Work to complete:
Only lines that contain the word "approach" belong in the answer; copy them from the records below.
━━━ Extracted information
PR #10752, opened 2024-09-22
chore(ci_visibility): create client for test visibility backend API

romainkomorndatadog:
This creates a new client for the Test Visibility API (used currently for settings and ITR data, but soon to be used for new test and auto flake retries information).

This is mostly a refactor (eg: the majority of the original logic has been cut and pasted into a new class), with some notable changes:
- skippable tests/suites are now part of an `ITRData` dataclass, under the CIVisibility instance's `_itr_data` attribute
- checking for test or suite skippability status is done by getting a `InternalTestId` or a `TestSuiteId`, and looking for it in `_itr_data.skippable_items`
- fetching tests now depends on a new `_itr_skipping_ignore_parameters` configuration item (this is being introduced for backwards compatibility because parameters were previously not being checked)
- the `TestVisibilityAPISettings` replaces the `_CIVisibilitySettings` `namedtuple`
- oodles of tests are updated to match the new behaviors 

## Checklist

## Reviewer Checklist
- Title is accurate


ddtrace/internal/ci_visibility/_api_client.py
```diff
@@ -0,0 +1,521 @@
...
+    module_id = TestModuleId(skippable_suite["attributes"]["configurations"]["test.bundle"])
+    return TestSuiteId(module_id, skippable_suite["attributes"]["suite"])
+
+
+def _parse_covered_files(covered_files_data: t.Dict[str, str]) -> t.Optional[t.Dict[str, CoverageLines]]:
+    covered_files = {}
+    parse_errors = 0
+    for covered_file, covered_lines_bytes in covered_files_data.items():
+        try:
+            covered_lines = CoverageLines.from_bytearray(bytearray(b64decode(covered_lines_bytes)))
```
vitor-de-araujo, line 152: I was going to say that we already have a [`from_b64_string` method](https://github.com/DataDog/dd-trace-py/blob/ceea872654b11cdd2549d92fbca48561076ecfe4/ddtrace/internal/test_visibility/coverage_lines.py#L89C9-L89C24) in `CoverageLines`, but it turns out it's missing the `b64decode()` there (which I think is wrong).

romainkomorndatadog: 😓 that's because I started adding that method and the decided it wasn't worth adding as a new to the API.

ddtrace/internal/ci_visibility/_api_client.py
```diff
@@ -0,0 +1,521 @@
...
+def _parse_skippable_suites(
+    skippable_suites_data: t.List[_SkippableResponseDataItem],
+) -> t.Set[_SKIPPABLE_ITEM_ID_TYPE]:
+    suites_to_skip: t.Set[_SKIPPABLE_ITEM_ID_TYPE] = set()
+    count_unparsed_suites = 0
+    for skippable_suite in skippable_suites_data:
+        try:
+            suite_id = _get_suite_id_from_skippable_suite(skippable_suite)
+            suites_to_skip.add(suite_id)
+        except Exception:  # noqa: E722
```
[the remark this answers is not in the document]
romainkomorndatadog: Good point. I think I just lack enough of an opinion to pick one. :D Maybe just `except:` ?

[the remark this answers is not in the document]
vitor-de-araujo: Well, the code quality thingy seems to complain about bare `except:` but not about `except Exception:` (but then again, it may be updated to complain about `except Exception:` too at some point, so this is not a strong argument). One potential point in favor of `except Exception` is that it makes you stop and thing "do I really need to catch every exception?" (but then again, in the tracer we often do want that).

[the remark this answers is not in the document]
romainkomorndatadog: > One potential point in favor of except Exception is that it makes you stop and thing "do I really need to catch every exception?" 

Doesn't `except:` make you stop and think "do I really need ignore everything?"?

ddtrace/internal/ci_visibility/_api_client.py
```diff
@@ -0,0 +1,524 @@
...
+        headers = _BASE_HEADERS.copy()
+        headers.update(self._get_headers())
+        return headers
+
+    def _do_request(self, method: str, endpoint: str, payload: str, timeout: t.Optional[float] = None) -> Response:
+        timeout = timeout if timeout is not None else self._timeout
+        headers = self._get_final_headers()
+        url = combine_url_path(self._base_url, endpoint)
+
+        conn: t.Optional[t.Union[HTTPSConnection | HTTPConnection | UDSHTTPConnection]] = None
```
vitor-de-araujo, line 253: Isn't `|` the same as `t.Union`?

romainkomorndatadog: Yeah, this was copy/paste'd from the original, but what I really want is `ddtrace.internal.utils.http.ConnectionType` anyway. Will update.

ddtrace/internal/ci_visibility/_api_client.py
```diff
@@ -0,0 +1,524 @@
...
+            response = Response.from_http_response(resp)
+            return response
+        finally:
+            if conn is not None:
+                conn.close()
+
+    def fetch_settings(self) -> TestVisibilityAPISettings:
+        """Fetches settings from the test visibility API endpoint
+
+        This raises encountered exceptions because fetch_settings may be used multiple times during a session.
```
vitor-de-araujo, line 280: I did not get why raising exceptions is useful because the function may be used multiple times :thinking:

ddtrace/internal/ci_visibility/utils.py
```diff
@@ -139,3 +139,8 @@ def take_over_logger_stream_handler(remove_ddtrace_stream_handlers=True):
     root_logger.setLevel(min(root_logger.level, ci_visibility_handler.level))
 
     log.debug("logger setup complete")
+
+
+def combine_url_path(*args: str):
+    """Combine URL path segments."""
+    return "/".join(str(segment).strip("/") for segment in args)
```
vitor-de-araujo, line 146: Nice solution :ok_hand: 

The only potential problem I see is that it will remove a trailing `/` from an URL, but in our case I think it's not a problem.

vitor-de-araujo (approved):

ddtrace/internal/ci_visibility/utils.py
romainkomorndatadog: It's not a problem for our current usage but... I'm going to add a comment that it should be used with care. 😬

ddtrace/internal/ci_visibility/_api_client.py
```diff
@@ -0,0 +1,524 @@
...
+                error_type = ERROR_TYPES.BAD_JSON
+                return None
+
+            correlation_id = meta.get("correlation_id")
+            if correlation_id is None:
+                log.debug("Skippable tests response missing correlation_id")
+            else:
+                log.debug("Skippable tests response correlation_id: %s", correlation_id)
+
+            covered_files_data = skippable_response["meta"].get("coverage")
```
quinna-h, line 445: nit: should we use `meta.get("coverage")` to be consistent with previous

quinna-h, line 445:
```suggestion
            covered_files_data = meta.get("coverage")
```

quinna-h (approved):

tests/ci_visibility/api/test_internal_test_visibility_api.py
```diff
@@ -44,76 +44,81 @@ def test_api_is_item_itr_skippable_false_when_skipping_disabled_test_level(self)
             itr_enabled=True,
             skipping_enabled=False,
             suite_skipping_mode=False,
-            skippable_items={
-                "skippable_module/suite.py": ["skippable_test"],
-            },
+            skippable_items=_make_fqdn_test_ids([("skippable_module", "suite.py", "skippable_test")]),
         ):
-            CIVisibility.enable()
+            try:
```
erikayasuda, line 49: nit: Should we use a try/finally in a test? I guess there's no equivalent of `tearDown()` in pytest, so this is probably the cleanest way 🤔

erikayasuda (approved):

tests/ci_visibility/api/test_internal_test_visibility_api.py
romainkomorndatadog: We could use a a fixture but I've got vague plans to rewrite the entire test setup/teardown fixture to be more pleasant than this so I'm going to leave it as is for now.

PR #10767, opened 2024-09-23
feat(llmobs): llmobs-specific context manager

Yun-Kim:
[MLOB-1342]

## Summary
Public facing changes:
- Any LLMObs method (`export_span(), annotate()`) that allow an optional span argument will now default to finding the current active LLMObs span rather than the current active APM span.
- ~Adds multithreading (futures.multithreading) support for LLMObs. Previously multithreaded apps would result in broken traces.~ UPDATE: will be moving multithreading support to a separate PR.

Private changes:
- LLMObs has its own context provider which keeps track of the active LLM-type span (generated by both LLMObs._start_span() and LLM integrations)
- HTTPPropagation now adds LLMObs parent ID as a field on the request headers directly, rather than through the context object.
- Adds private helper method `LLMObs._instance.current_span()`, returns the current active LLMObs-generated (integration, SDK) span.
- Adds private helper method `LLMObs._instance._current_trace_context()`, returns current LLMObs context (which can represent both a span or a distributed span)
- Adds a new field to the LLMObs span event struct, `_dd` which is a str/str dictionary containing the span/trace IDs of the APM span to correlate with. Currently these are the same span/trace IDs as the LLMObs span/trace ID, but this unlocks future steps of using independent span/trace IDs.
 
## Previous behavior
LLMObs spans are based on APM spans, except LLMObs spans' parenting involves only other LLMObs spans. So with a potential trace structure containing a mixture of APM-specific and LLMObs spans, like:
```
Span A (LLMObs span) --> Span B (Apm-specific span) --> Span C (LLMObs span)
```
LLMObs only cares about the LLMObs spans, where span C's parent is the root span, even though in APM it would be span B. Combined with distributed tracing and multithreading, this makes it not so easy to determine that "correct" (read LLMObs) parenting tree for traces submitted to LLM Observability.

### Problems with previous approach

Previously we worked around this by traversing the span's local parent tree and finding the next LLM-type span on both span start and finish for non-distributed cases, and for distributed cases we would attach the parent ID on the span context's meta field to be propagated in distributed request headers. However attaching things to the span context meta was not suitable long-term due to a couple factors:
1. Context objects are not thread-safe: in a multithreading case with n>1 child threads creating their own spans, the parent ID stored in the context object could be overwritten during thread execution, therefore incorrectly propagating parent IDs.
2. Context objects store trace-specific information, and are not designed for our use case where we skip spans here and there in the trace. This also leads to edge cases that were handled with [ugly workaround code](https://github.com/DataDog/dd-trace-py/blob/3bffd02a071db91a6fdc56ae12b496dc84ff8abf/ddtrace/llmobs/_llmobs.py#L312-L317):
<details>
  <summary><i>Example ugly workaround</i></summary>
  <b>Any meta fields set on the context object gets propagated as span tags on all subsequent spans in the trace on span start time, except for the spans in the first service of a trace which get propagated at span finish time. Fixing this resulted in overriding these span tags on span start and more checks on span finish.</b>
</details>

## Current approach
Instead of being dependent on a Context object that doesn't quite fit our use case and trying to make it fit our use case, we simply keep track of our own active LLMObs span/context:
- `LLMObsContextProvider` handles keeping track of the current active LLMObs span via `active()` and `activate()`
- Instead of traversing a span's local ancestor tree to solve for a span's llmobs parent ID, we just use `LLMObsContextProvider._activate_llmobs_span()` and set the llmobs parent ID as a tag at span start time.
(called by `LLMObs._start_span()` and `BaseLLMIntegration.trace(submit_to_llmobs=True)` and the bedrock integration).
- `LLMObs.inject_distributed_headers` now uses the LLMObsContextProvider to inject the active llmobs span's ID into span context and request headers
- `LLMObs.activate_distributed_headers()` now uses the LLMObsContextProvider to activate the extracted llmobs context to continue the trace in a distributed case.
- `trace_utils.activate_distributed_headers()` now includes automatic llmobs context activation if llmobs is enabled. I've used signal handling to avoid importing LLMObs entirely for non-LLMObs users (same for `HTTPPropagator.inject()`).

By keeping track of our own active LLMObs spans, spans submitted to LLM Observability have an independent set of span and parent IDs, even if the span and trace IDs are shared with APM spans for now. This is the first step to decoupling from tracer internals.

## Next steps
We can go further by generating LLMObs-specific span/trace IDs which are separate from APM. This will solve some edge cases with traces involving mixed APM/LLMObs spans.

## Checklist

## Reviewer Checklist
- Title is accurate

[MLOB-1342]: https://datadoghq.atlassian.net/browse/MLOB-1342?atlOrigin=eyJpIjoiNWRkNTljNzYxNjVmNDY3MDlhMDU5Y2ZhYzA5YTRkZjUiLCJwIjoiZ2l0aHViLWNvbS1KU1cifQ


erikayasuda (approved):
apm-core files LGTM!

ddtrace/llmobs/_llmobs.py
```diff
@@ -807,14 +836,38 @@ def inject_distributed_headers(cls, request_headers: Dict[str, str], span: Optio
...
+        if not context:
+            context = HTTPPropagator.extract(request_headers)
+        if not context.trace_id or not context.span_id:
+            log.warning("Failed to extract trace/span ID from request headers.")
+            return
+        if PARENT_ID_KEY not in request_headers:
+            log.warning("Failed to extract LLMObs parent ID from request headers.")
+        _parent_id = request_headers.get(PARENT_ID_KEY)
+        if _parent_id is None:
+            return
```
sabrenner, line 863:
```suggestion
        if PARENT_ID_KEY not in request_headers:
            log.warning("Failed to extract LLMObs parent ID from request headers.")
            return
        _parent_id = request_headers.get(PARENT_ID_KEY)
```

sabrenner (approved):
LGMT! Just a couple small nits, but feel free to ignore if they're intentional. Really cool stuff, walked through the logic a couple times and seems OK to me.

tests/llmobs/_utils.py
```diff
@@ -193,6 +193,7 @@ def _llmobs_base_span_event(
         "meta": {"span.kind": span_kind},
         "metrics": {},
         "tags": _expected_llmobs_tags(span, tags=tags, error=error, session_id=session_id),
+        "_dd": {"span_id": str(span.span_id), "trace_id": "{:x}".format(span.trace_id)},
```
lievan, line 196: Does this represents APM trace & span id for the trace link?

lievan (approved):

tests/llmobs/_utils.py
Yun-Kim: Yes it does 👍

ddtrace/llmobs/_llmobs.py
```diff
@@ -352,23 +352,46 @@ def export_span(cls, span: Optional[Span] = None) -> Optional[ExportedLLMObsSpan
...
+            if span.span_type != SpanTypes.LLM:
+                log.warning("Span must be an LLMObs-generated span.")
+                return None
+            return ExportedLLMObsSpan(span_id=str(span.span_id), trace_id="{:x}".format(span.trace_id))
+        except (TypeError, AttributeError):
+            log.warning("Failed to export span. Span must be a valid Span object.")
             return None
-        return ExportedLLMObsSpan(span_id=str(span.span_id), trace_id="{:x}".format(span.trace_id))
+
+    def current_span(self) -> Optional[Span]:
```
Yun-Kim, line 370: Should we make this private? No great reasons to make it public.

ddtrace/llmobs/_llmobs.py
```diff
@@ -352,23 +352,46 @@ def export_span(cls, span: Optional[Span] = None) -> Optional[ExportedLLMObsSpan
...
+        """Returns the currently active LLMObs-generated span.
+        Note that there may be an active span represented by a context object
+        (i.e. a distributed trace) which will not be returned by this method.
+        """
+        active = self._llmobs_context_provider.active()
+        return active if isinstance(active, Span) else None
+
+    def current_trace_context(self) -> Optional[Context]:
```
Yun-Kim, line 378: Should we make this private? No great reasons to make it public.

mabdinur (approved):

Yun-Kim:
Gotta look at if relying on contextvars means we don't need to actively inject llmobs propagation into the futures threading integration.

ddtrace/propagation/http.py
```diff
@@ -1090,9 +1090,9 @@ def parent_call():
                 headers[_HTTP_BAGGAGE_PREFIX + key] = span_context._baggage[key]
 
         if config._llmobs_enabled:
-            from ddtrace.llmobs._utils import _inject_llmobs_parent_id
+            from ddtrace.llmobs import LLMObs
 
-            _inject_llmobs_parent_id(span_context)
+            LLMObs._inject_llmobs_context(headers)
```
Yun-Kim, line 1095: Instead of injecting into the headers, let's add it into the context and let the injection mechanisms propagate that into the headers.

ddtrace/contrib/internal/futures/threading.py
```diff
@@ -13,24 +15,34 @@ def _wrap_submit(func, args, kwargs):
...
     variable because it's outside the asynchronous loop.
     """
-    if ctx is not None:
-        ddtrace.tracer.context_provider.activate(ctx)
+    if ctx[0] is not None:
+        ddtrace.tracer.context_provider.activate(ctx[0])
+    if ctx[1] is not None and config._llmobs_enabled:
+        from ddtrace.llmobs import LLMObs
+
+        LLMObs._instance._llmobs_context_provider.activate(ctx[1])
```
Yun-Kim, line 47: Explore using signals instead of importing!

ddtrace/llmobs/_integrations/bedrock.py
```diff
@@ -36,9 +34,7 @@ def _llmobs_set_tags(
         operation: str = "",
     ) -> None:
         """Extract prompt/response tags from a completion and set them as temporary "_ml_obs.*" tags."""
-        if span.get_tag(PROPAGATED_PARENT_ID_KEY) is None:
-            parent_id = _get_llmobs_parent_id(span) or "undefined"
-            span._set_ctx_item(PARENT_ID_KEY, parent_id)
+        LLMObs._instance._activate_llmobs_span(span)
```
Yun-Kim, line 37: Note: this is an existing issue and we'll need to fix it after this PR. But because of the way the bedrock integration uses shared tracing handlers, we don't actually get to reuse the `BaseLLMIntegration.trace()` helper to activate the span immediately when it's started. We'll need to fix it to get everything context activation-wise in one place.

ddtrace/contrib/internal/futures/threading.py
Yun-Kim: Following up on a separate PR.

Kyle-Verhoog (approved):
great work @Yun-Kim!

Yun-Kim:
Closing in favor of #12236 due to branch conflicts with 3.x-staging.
━━━━━━
Task output:
### Problems with previous approach
## Current approach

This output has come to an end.